Flava Flav said it best: “Don’t believe the hype.”
What started out as a simple statement ended up in a huge group conversation over some wings and potato salad at a housewarming party.
Debra (we’ll call her), a 27-year-old Christian woman, commented to me that her sister recommended she start online dating. This wasn’t news to her because I told Debra she should start doing that when she was 25. But she wasn’t havin’ it then. But now that my sentiments were echoed by her sister…two manless years later…I wondered if she had softened to the notion.
Nope. She still wasn’t havin’ it.
That’s when I told her about a client of mine who is killing it on Tinder. Yes, Tinder (the swipe left, swipe right website)!
And when I mentioned Tinder…Debra and the room full of chicken wing-eatin’ saints were like, “Tinder??? Nawwww, man!!!” I felt like Dumb Donald on Fat Albert when he would say something stupid and Rudy would respond with, “Awww man…you got no class!”
Disclosure: I am not being paid by Tinder or any on-ine dating industry affiliate. All my views and opinions are from my personal experience as a relationship consultant for 16 years.
Eager to validate my assertion, I introduced exhibit A, TeNoiree’ (pronounced Ta-nor-ree). She’s a Christian woman in her early 30s. She was in a long-distance relationship for three years that didn’t work out. She was having a hard time getting traction on the ground from dudes in the area. So I recommended online dating.
Like Debra, she rebuffed the notion for several years. But after many man-less years, she gave eHarmony, Match and Christian Mingle a try. I wrote her bio and recommended the profile picture to get dudes’ attention without misrepresenting her values. I even pick some dudes that I thought had potential.

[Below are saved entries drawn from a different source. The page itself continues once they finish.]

PR #517, opened 2026-05-06
[Clips] pre-record device test panel + Brave-friendly permission flow

sidmohanty11:
- Add a pre-record device test panel with live **microphone visualizer** (signal meter + level history) and **camera visualizer** (live preview + bubble-size picker S/M/L) so users can verify their inputs before clicking Start.
- Previously, you had to manually go and fix the site permissions - Allow Mic, camera to provide access. Fix permission prompts on Brave by anchoring `getDisplayMedia` / `getUserMedia` to the user-gesture click — Brave drops the transient activation across awaits, which previously caused the picker to silently never appear.
- Serve a `Permissions-Policy: camera=(self), microphone=(self), display-capture=(self), …` header on `/record` (and its HEAD response) so the page is allow-listed by the browser policy engine.
- Surface friendly, platform-specific error messages when camera/mic permissions are denied (Brave site-settings hint, macOS Privacy & Security pointer).

image
Permissions:
image

### DIFF
--- a/packages/core/src/client/settings/VoiceTranscriptionSection.tsx
+++ b/packages/core/src/client/settings/VoiceTranscriptionSection.tsx
@@ -817,6 +817,19 @@ interface VersionStatusPayload {
   reason?: string;
 }
 
+// Hides the `@tauri-apps/api/core` specifier from Vite's static import-analysis
+// (Vite 8 ignores `/* @vite-ignore */` on string literals and tries to resolve
+// the path, which fails because the dep only exists inside the desktop shell's
+// node_modules). Using a variable makes the import opaque to the bundler; it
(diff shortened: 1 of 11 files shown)


steve8708 (approved):
Awesome Sid!

steve8708:
@sidmohanty11 looks like netlify stuck, just needs another commit (even empty commit) usually to unstick. looks like we have conflicts to resolve now anyway so fixing that then pushhing should fix it

sidmohanty11:
sure! thanks let me do that

sidmohanty11:
@steve8708 can you please give it another look, seems like the netlify CI runs are still stuck?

No luck. She only had two dates between the three sites over six whole months. They either lived too far or she wasn’t attracted to them. But mostly, the pickings of available black men on these sites were super slim.
She ultimately got discouraged and inactivated all her accounts.

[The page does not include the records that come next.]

PR #575, opened 2026-05-08
feat: composer model selection, dispatch Slack owner-context, frame simplification, recorder + content + design polish

steve8708:
## Summary

- **PromptComposer onSubmit gets model/engine/effort** — embedded prompt dialogs (e.g. design's 'Generate design' flow) can now route to the user's picked model instead of falling back to the agent-panel default. New `PromptComposerSubmitOptions` type, plus AgentPanel drops the plan-mode gate + 'Open Desktop to edit code' composer placeholder now that chat stays available even without local code access.
- **Dispatch Slack sender resolution** — when a Slack message comes in and the sender's profile email matches a verified user, dispatch routes the run as that user (with their active org) so created decks/clips/dashboards stay visible to the right person. 10-min `users.info` cache.
- **Frame simplification** — drop the in-frame `DesktopAppNudge` banner. AgentPanel's code-access CTA + `agentnative://open` deep-link now cover the same job, ~60 lines of state + render gone.
- **Desktop app + docs/download** — clean up app-store add/remove/find API, tighten active-webview lookup, restore tab state when the persisted activeTabId is gone, and polish the docs `/download` page with per-platform install cards.
- **Workspace-dev readiness-probe cache** — a single shared `waitForPort` poll per child app instead of one-per-request during cold boot. Ties into last PR's watcher-limit suppression. Spec covers concurrent cold-boot requests.
- **Clips recorder polish** — microphone visualizer skips canvas updates on dead streams, pre-record-panel adopts the new RecorderEngine option shape from PR #573, and `record.tsx` wires the new error shape + compress.ts threshold imports.
- **Content: DocumentToolbar refactor + Notion sync** — toolbar regroups into Format / Insert / Sync clusters with inline Notion status, `notion-sync.ts` emits structured `remote-modified` status instead of clobbering, and the create-and-link route validates the payload.
- **Design pending-generation persistence + analytics dashboard mention context** — design persists 'Generate design' prompts across reloads, analytics view-screen surfaces dashboard title + visible-panel summary so cross-app A2A callers can reference dashboards by id with context.

## Test plan

- [ ] CI: Build, Lint, Test, Typecheck (Scaffold E2E informational)
- [ ] Manual: design's 'Generate design' dialog respects the picked model
- [ ] Manual: send a Slack DM whose sender email matches a verified user; confirm the resulting deck is owned by them
- [ ] Manual: cold-boot a workspace and burst-load `/<app>` to confirm only one waitForPort runs

### DIFF
--- a/.changeset/dispatch-slack-owner-context.md
+++ b/.changeset/dispatch-slack-owner-context.md
@@ -1,0 +1,5 @@
+---
+"@agent-native/dispatch": patch
+---
+
+Resolve Slack dispatch requests to the verified sender owner when possible so delegated app artifacts remain visible to that user.
--- a/.changeset/fresh-plan-mode.md
+++ b/.changeset/fresh-plan-mode.md
@@ -1,0 +1,5 @@
+---
+"@agent-native/core": patch
+---
+
+Restore production Plan mode in the agent sidebar and clarify read-only planning before production writes.
--- a/.changeset/fuzzy-snakes-tap.md
+++ b/.changeset/fuzzy-snakes-tap.md
@@ -1,0 +1,5 @@
+---
+"@agent-native/core": patch
+---
+
+Fix prompt composer model selection in embedded prompt dialogs.
--- a/.changeset/steady-capture-path.md
+++ b/.changeset/steady-capture-path.md
@@ -1,0 +1,5 @@
+---
+"@agent-native/core": patch
+---
+
+Add generic client/server error capture helpers and report agent chat run failures through configured capture providers.
--- a/packages/core/src/agent/run-manager.spec.ts
+++ b/packages/core/src/agent/run-manager.spec.ts
@@ -37,6 +37,7 @@ import {
   markRunAborted,
   updateRunStatus,
 } from "./run-store.js";
+import { registerErrorCaptureProvider } from "../server/capture-error.js";
 
 const originalTimeoutEnv = process.env.AGENT_RUN_SOFT_TIMEOUT_MS;
 const originalRetentionEnv = process.env.AGENT_RUN_RETENTION_MS;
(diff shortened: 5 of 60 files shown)


steve8708:
Addressed bot review #4253153367:

**1. Framework PromptComposer call sites** — false positive. TypeScript allows assigning a 3-param callback to a 4-param callback type (the implementation can ignore the extra arg). Verified core typechecks clean. Existing call sites (ResourcesPanel, NewWorkspaceAppFlow, AutomationsSection, ExtensionsListPage, etc.) keep working unchanged; they just don't yet route the new model/engine/effort options through, which is fine — they use the agent-panel default. Templates that want per-dialog model selection (design's PromptDialog) opt in by accepting the 4th arg.

**2. Slack profile cache key collision** — fixed in a5fb2efd1. Slack user IDs are workspace-scoped, so without a teamId the `${teamId ?? 'default'}:${userId}` key could collide across workspaces and serve the wrong profile. Now we skip the cache entirely when teamId is missing — chattier on the rare path, but correct. Production webhooks always include team/team_id so the cache stays warm.

**3. Desktop deep-link handler early return** — verified the flow: when `handleDesktopProtocolUrl` returns true the handler calls preventDefault and returns immediately; `openOAuthFromWebviewNavigation` only runs on the else branch. No double-firing.

steve8708:
Acknowledging bot review #4253174440's minor considerations:

**1. Sensitive-params scrub breadth (`p`, `state`)** — kept as-is. `p` is the framework's own short share-password parameter (documented in audit F-07) and `state` is the OAuth state parameter that always carries session-bound info by RFC 6749 convention. The scrub list is per-key (`<redacted>`), not whole-URL drop, so the URL still tells you the route on Sentry events.

**2. Amplitude PII** — auto-capture enabled but `captureClientException` and pageview tracking only attach the explicit user id from `setSentryUser()`/`setAmplitudeUser()` (never auto-extract emails or PII from the page). The scrubUrl pass runs on every event before send, so sensitive query params don't make it through either.

**3. Run-manager capture wired to all exhausts** — already done in 322a94abe: agent-chat-adapter captures `auto-continuation-exhausted`, `recovery-exhausted`, and `startup-failed`; reconnect failures land via `reconnect-current-response` / `reconnect-current-failed` (7c6460cf1).

**4. General browser error handler** — left for a follow-up. Right now we capture explicit catch sites + Sentry's own browser SDK installs the default window.onerror hook, so true uncaught errors flow through. A framework-owned global handler would let us tag everything with our schema, but it's not blocking.

Reviews 4253186028 and 4253192650 are pure approvals confirming the Slack cache fix (a5fb2efd1) and OAuth desktop-exchange refactor (be4dad11c). No additional changes needed.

Then, TeNoiree’s friend suggested she get on Tinder. She was like, “Naw brugh! That’s just for hooking up.” But then, her friend said the key reason why I think Christian women should give it a try:
“That’s where the men are.”
Pause: Now…I know you’re shaking your head like, ‘So what…I’m still not gonna do it’. But just think about this. The most common places that interested men often approach women also have a stigma for men just looking for hook-ups. A bar? A lounge? The club? The gym? And don’t you dare say the church. We are some of the biggest freaks out of this bunch (the stories I can tell…whew!). But that’s not always the case, right?
Back to the story: So TeNoiree, reluctantly, created a Tinder account. A week later, she went out for coffee with some dude (Dude-A) that met a lot of her criteria. He was cute (she says). He made her laugh (which is important to her). But he was a little too pushy for the panties. That was a turnoff. But overall, he was a nice dude.

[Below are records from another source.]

PR #578, opened 2026-05-08
fix: clips failing to start recordings

shomix:
This PR will:
- fix the issue that it's not possible to start the recording in clips
- The issue is that the FE was sending `null` for sourceAppName and sourceWindowTitle, but the `.optional` property doesn't allow that


steve8708 (approved):

steve8708:
awesome @shomix

PR #590, opened 2026-05-08
feat(core): Google OAuth handoff debug breadcrumbs + concurrent sweeps

steve8708:
## Summary

- Visible OAuth handoff debug line under "Sign in with Google" — shows popup status, polling progress, and timeout flow id so users (and we) can diagnose stuck Builder-hosted sign-in flows.
- Server-side `[agent-native][google-oauth]` console breadcrumbs at every phase: `auth-url`, `callback-start`, `callback-session-created`, plus a final breadcrumb on the success page.
- `oauthSuccessCloseTabHtml` now optionally renders the last-10 chars of the flow id so the user can match it to server logs.
- Spec coverage on the minimal Google auth plugin page, the full onboarding HTML, and the success page.

## Test plan

- [ ] `pnpm run prep` clean
- [ ] Trigger Google sign-in on a Builder-hosted template; confirm debug line walks through "Opening popup → Google popup opened → polling attempt N → OAuth exchange redeemed"
- [ ] Confirm server logs show `[agent-native][google-oauth]` lines for `auth-url` / `callback-start` / `callback-session-created`
- [ ] Confirm success page shows `Debug flow: <id>` and `console.info` breadcrumb fires before `window.close()`


steve8708:
Addressed all three flagged items from the Builder bot review (commit 318758319):

1. **Queued messages now snapshot exec mode** — `addToQueue` in `AssistantChat.tsx` captures the current `execMode` at enqueue time and pins it to the queued entry unless an explicit override was passed. A plan-mode message stays plan even if the global toggle flips to act before the queue flushes. Prevents an apparently read-only queued message from turning into a write.

2. **Popup-blocked path now surfaces an immediate error** — both `google-auth-plugin.ts` and `onboarding-html.ts` now call `__anShowOAuthError()` and `return` when `window.open()` returns falsy, instead of falling through into the 5-minute polling loop. Users see "Google popup was blocked. Allow popups for this site and try again" right away.

3. **Stopped logging every desktop-exchange poll** — dropped `&debug=1` from the client polling URL in both HTML pages, and removed the corresponding server-side `exchange-pending` log in `auth.ts`. The remaining breadcrumbs (`auth-url`, `callback-start`, `callback-session-created`, `exchange-success`, `exchange-error`) cover every meaningful state transition without flooding telemetry with ~300 lines per stuck sign-in.

Spec updated to assert the new "Google popup was blocked" copy and that `&debug=1` is no longer in the rendered HTML.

Later that week, she met another dude (Dude-B) for drinks after work. He was blown away by her. They had a lot of interests in common. And he wasn’t pushy at all. She thought he was nice and funny with a stable career. He even did what gentlemen should do…he asked to see her again while on that date. TeNoiree was like, ‘Shoot…ain’t nobody else asking.’ “Sure” she replied.
The next week, she met another dude (Dude-C) for dinner after work. Same thing happened…he was nice, funny and attractive with similar interests. He wasn’t pushy at all. Very respectful. And he also asked her out for a second date while still on the first date.
That weekend, she was invited to watch the football game with Dude-B and Dude-C. She was feeling Dude-C a little more, but she already said yes to Dude-B first. The following week, she met another dude (Dude-D) for cocktails after work. Again, nice, funny, attractive, respectful, etc.
By month’s end, TeNoiree met FOUR qualified attractive men. She had four 1st dates, three 2nd dates and one 3rd date. Out of the four, there are two potential baes who meet her criteria and who expressed serious interest in her. She’s killing it!
But now, it’s starting to be too much for her…juggling all these men. This is not who she is. So she inactivated her Tinder account to dwindle down her options to at least two men to pick from (I’m pulling for Dude-C). Meanwhile, Mr. pushy-panties has been kicked to the curb.
So that’s 1 out of 4 men on Tinder who’s only trying to hook-up.
This case study of TeNoiree’s Tinder history doesn’t guarantee your history will be the same. But the moral of this story is, go where the men are online. And don’t believe the hype about what you heard about dudes on Tinder. Some of them aren’t looking to just hook-up. Some of them (like Dude-C) are looking for serious relationships. And even if they are just looking to hook-up, treat them like those dudes you already meet at the bar, lounge, club, gym and at church?
BMWK — Do you think it’s appropriate and acceptable for Christian women to get on Tinder to find a man?